Infographie Le Soir, 13 février 2023
Pour réaliser son enquête, Le Soir a épluché toutes les déclarations de voyages financés par des tiers déposées par les eurodéputés. Sur les 328 déclarations de voyages analysées, 30 avaient pour destination Israël. Cent quinze nuits ont été offertes à des eurodéputés dans des hôtels de luxe en Israël.
Liste des eurodéputés ayant voyagé en Israël entre le dernier trimestre 2019, 2021 et 2022
Date du voyage | Nom | Groupe | Pays |
octobre 2019 | Niclas Herbst | PPE | Allemagne |
Dietmar Köster | S&D | Allemagne | |
David Lega | PPE | Suède | |
décembre 2019 | Bert-Jan Ruissen | CRE | Pays-Bas |
novembre 2021 | Jens Gieseke | PPE | Allemagne |
Andreas Schwab | PPE | Allemagne | |
Assita Kanko | CRE | Belgique | |
Elena Yoncheva | S&D | Bulgarie | |
Isabel Benjumea Benjumea | PPE | Espagne | |
Juan Ignacio Zoido Álvarez | PPE | Espagne | |
Andrus Ansip | Renew | Estonie | |
Manolis Kefalogiannis | PPE | Grèce | |
David Lega | PPE | Suède | |
Ljudmila Novak | PPE | Slovénie | |
mars 2022 | Bert-Jan Ruissen | CRE | Pays-Bas |
mai 2022 | Antonio López-Isturíz White | PPE | Espagne |
octobre 2022 | Javier Zarzalejos | PPE | Espagne |
Sven Mikser | S&D | Estonie | |
Lorant Vincze | PPE | Roumanie | |
Asger Christensen | Renew | Danemark | |
José Ramon Bauza Diaz | Renew | Espagne | |
Anna-Michelle Asimakopoulou | PPE | Grèce | |
Edina Tóth | Non inscrits | Hongrie | |
Isabel Wiseler-Lima | PPE | Luxembourg | |
novembre 2022 | David Lega | PPE | Suède |
Antonio López-Isturíz White | PPE | Espagne | |
décembre 2022 | Karlo Ressler | PPE | Croatie |
Leopoldo López Gil | PPE | Espagne | |
Inese Vaidere | PPE | Lettonie | |
Romana Tomc | PPE | Slovénie |
LES COLONIES AU PROGRAMME DES VISITES
Au-delà d’entretiens variés avec des interlocuteurs gouvernementaux et politiques israéliens, la sécurité d’Israël est centrale dans tous les programmes de voyage. Les eurodéputés ont ainsi l’occasion de visiter les tunnels construits par le Hezbollah à la frontière nord avec le Liban ou encore de visiter la région qui borde la bande de Gaza. Ils font des tours en hélicoptère vers la frontière israélo-libanaise ou au-dessus de Jérusalem. Ils reçoivent également des briefings sur la menace iranienne ou sur le financement du terrorisme. Il n’est étonnamment jamais question de la sécurité des populations palestiniennes, dont la responsabilité selon le droit international revient pourtant à la puissance occupante, donc à Israël.

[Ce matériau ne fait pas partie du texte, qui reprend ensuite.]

PR #9, opened 2019-03-14
Add proxy and hidden service to liquidd

nixbitcoin:
This commit adds Tor support to liquidd. Should it include the external ip option to advertise the hidden service for inbound connections?

### DIFF
--- a/modules/nix-bitcoin.nix
+++ b/modules/nix-bitcoin.nix
@@ -153,9 +153,10 @@ in {
     ";
     services.liquidd.listen = true;
     services.liquidd.proxy = config.services.tor.client.socksListenAddress;
+    services.liquidd.port = 7042;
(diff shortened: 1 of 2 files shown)


modules/nix-bitcoin.nix
```diff
@@ -151,7 +151,15 @@ in {
       mainchainrpcuser=${config.services.bitcoind.rpcuser}
       mainchainrpcport=8332
     ";
-
+    services.liquidd.listen = true;
+    services.liquidd.proxy = config.services.tor.client.socksListenAddress;
+    services.tor.hiddenServices.liquidd = {
+      map = [{
+        port = 7042; toPort = 7042;
```
jonasnick: use `config.services.liquidd.port`?

jonasnick:
ACK

PR #13, opened 2019-03-25
NixOS fixes + /var/lib/bitcoind/blocks

clefru:
Fixes mostly for NixOS powered deployments.
Plus a fix for creating /var/lib/bitcoind/blocks.

Thanks for your work, Jonas!


jonasnick:
This is excellent. Just recently someone report that deployments from NixOS didn't work, but I didn't get around debugging it. Thank you very much for your contribution!

Initially I thought "import from derivation" was more idiomatic and elegant for some reason but having the dependencies managed by nix is clearly the way to go.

Plus problématiques sont les parties de programmes qui font découvrir aux parlementaires européens les réalités sécuritaires ou économiques des colonies israéliennes illégalement construites dans le territoire palestinien occupé. Pour rappel, les colonies sont reconnues comme étant une violation grave du droit international, et considérées comme un crime de guerre par le Statut de Rome. Or les deux voyages organisés par l’AJC comprenaient des visites dans des colonies de Cisjordanie, celle de P’duel en octobre 2019 et celle d’Efrat en novembre 2022.
Et si l’Israel Allies Foundation invite avec l’eurodéputé Bert-Jan Ruissen 24 autres parlementaires internationaux en décembre 2019, c’est parce qu’ils défendent « la lutte contre le mouvement BDS et l’étiquetage antisémite des produits israéliens de Judée-et-Samarie ». La Judée-et-Samarie est le nom donné par Israël à la Cisjordanie. La Cour de justice de l’Union européenne (CJUE) vient alors de confirmer, le 12 novembre précédent, que l’étiquetage des produits des colonies est obligatoire pour respecter le droit européen. La fondation chrétienne évangéliste semble vouloir outiller les participants pour qu’ils puissent décrédibiliser toute initiative politique qui porterait préjudice aux intérêts des colons israéliens.